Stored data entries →

• • • •

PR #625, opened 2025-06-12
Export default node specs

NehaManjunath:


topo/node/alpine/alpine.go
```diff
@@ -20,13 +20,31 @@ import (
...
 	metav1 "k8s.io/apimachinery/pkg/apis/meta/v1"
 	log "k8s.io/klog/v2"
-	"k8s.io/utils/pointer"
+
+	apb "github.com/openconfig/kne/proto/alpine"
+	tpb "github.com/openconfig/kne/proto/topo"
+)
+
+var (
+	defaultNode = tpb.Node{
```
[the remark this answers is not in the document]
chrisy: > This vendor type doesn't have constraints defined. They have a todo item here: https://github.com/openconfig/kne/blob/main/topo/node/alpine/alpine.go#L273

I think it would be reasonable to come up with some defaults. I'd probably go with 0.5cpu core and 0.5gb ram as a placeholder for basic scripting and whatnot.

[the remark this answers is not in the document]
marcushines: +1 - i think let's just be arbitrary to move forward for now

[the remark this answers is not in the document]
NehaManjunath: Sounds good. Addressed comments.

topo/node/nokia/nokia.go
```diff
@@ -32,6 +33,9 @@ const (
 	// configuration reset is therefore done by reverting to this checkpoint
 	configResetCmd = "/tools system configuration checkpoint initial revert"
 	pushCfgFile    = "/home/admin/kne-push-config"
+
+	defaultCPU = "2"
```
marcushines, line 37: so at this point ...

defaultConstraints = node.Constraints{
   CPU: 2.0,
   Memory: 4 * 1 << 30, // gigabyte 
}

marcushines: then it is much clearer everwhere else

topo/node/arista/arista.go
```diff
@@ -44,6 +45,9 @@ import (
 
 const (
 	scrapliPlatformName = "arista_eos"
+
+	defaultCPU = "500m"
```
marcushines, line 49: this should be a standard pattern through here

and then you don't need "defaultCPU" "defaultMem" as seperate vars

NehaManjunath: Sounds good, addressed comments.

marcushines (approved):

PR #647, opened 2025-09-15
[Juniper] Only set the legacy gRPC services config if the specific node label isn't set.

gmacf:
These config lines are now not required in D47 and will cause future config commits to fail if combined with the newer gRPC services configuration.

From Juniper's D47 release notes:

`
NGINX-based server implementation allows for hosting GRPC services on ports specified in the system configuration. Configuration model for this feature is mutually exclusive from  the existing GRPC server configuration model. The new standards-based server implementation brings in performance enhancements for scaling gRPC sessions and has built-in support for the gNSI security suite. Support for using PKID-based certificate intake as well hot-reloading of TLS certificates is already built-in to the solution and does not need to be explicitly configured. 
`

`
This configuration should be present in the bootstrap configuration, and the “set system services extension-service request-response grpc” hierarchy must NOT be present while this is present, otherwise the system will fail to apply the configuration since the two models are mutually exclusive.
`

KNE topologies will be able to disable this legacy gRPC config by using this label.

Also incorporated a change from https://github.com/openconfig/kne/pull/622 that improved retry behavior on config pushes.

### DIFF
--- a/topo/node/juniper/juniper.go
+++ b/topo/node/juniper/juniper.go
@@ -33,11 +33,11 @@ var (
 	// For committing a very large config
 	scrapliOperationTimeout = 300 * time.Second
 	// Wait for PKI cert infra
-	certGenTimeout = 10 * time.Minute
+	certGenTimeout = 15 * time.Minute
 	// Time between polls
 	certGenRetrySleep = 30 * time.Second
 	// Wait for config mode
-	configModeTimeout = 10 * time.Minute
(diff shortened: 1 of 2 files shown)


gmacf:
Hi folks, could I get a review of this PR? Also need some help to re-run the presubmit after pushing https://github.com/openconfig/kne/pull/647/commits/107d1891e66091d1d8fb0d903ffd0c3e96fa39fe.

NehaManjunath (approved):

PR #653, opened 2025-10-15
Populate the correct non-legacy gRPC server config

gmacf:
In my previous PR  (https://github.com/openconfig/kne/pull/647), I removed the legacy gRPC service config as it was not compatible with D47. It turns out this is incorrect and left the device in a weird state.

• • • •

ASSIGNMENT → Give back every entry, word for word.

RESULT →
PR #625, opened 2025-06-12
Export default node specs

NehaManjunath:


topo/node/alpine/alpine.go
```diff
@@ -20,13 +20,31 @@ import (
...
 	metav1 "k8s.io/apimachinery/pkg/apis/meta/v1"
 	log "k8s.io/klog/v2"
-	"k8s.io/utils/pointer"
+
+	apb "github.com/openconfig/kne/proto/alpine"
+	tpb "github.com/openconfig/kne/proto/topo"
+)
+
+var (
+	defaultNode = tpb.Node{
```
[the remark this answers is not in the document]
chrisy: > This vendor type doesn't have constraints defined. They have a todo item here: https://github.com/openconfig/kne/blob/main/topo/node/alpine/alpine.go#L273

I think it would be reasonable to come up with some defaults. I'd probably go with 0.5cpu core and 0.5gb ram as a placeholder for basic scripting and whatnot.

[the remark this answers is not in the document]
marcushines: +1 - i think let's just be arbitrary to move forward for now

[the remark this answers is not in the document]
NehaManjunath: Sounds good. Addressed comments.

topo/node/nokia/nokia.go
```diff
@@ -32,6 +33,9 @@ const (
 	// configuration reset is therefore done by reverting to this checkpoint
 	configResetCmd = "/tools system configuration checkpoint initial revert"
 	pushCfgFile    = "/home/admin/kne-push-config"
+
+	defaultCPU = "2"
```
marcushines, line 37: so at this point ...

defaultConstraints = node.Constraints{
   CPU: 2.0,
   Memory: 4 * 1 << 30, // gigabyte 
}

marcushines: then it is much clearer everwhere else

topo/node/arista/arista.go
```diff
@@ -44,6 +45,9 @@ import (
 
 const (
 	scrapliPlatformName = "arista_eos"
+
+	defaultCPU = "500m"
```
marcushines, line 49: this should be a standard pattern through here

and then you don't need "defaultCPU" "defaultMem" as seperate vars

NehaManjunath: Sounds good, addressed comments.

marcushines (approved):

PR #647, opened 2025-09-15
[Juniper] Only set the legacy gRPC services config if the specific node label isn't set.

gmacf:
These config lines are now not required in D47 and will cause future config commits to fail if combined with the newer gRPC services configuration.

From Juniper's D47 release notes:

`
NGINX-based server implementation allows for hosting GRPC services on ports specified in the system configuration. Configuration model for this feature is mutually exclusive from  the existing GRPC server configuration model. The new standards-based server implementation brings in performance enhancements for scaling gRPC sessions and has built-in support for the gNSI security suite. Support for using PKID-based certificate intake as well hot-reloading of TLS certificates is already built-in to the solution and does not need to be explicitly configured. 
`

`
This configuration should be present in the bootstrap configuration, and the “set system services extension-service request-response grpc” hierarchy must NOT be present while this is present, otherwise the system will fail to apply the configuration since the two models are mutually exclusive.
`

KNE topologies will be able to disable this legacy gRPC config by using this label.

Also incorporated a change from https://github.com/openconfig/kne/pull/622 that improved retry behavior on config pushes.

### DIFF
--- a/topo/node/juniper/juniper.go
+++ b/topo/node/juniper/juniper.go
@@ -33,11 +33,11 @@ var (
 	// For committing a very large config
 	scrapliOperationTimeout = 300 * time.Second
 	// Wait for PKI cert infra
-	certGenTimeout = 10 * time.Minute
+	certGenTimeout = 15 * time.Minute
 	// Time between polls
 	certGenRetrySleep = 30 * time.Second
 	// Wait for config mode
-	configModeTimeout = 10 * time.Minute
(diff shortened: 1 of 2 files shown)


gmacf:
Hi folks, could I get a review of this PR? Also need some help to re-run the presubmit after pushing https://github.com/openconfig/kne/pull/647/commits/107d1891e66091d1d8fb0d903ffd0c3e96fa39fe.

NehaManjunath (approved):

PR #653, opened 2025-10-15
Populate the correct non-legacy gRPC server config

gmacf:
In my previous PR  (https://github.com/openconfig/kne/pull/647), I removed the legacy gRPC service config as it was not compatible with D47. It turns out this is incorrect and left the device in a weird state.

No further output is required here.